Indeed, that might be my only complaint about this Alexander McCall Smith series - the books are just too short.
View all my reviews
Reading a No. 1 Ladies' Detective Agency novel is like being in the presence of an old and well-known, well-loved friend. It's a warm hug from a someone who knows just when you really need that hug.
These books are classified as mysteries, but they might as easily be called philosophy, because they are filled with Precious Ramotswe's ruminations on life, on what makes people behave as they do, on her beloved Botswana, on Africa.
All of the "mysteries" that she is called on to solve are, at their core, puzzles of human nature and why one person seeks to cause mischief for another. There are no car chases, no gunfights, no bloodshed. There is simply Mma Ramotswe meditating on the personalities of those involved in her current cases and using common sense and her well-honed instinct to sort through all the motives and possibilities to a logical conclusion. The great Sherlock could not do more.
As this book opens, we learn that Mma Ramotswe's associate, the recently married Mma Makutsi, is pregnant and soon to deliver her child. But, out of some superstition that things may go wrong, she does not want to talk about it. She almost refuses to even acknowledge that she is pregnant and she will not discuss her plans after the birth of the child. Will she be coming back to work at the detective agency? Will she need maternity leave and, if so, how much?
One day, a lawyer comes to the agency and wishes to hire Mma Ramotswe to investigate circumstances regarding a will that she is charged with probating. A rich farmer, with no direct descendants, has died and has left most of his estate to a nephew, son of his brother, who often visited the farm as he was growing up. The lawyer suspects that the young man who seeks to claim the inheritance is not really the nephew and that some sort of fraud is being perpetrated by the farmer's sister and this young man. Mma Ramotswe agrees to investigate, but, as often happens in these stories, she finds that things are much more complicated than they appear on the surface.
Meanwhile, Grace Makutsi has her baby, a boy, whom she names for her and Mma Ramotswe's great hero and guide to the art of detecting, Clovis Anderson!
Mma Ramotswe chances to encounter the proprietor of the Minor Adjustment Beauty Salon. She has just moved her business from the shack that it did occupy into shiny new modern quarters and is ready for her grand opening, but all of a sudden, she finds herself the victim of a campaign of intimidation.
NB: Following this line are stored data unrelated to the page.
Issue #2986, opened 2018-09-20
IE 11: Invalid operand to ‘instanceof’: Function expected


balkarov:
Hello. Thank you for your library!

I have problem in Internet Explorer 11. 
I have web application 1 which has signalR. And I have another application2 (without signalR) which has iframe with application 1. 
When I close iframe (remove from dom) in application 2 I get error: `Invalid operand to ‘instanceof’: Function expected` every ~10-15 seconds. 
After debug I saw that after close iframe ArrayBuffer is undefined in signalR. But I open iframe with app 1 ArrayBuffer is defined.
![123123123](https://user-images.githubusercontent.com/6030335/45815722-31447180-bce2-11e8-8eb9-e9f28eec68b2.png)

### Info

* "@aspnet/signalr": "1.0.3"
* Microsoft.AspNetCore.SignalR 1.0.3
* npm 6.1.0
* The JavaScript client
* IIS Express
* Windows 10
* IE 11

anurse:
@BrennanConroy we can probably be a little more defensive here.

BrennanConroy:
This fix will appear in the 1.1.0-preview3 release
Fixed via https://github.com/aspnet/SignalR/commit/ef3d3b1cddebf43e6f8bbfc81519a11356d2095a

Issue #2973, opened 2018-09-18
Change Websocket dependency in Node to be fully javascript


mikaelm12:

Someone sends her the feather of a ground hornbill which is supposed to portend some evil coming to the recipient's life. Then there is a whispering campaign of scurrilous gossip about the salon and its products. It seems as though that triumphant opening of the new salon will never happen. Mma Ramotswe must find out who wishes ill for her client and get to the bottom of the vicious gossip which threatens to ruin her.
And so, Mma Ramotswe travels about the neighborhood in her ancient and beloved little white van to uncover facts, gather impressions, listen to people, and, finally, to weave it all together in a solution to her clients' problems. And as she rambles about we get to share her thoughts and her philosophy, a philosophy that is grounded in the very soil of Botswana. It is a gentle and always life-affirming trek that leaves one refreshed and wanting more.
Indeed, that might be my only complaint about this Alexander McCall Smith series - the books are just too short.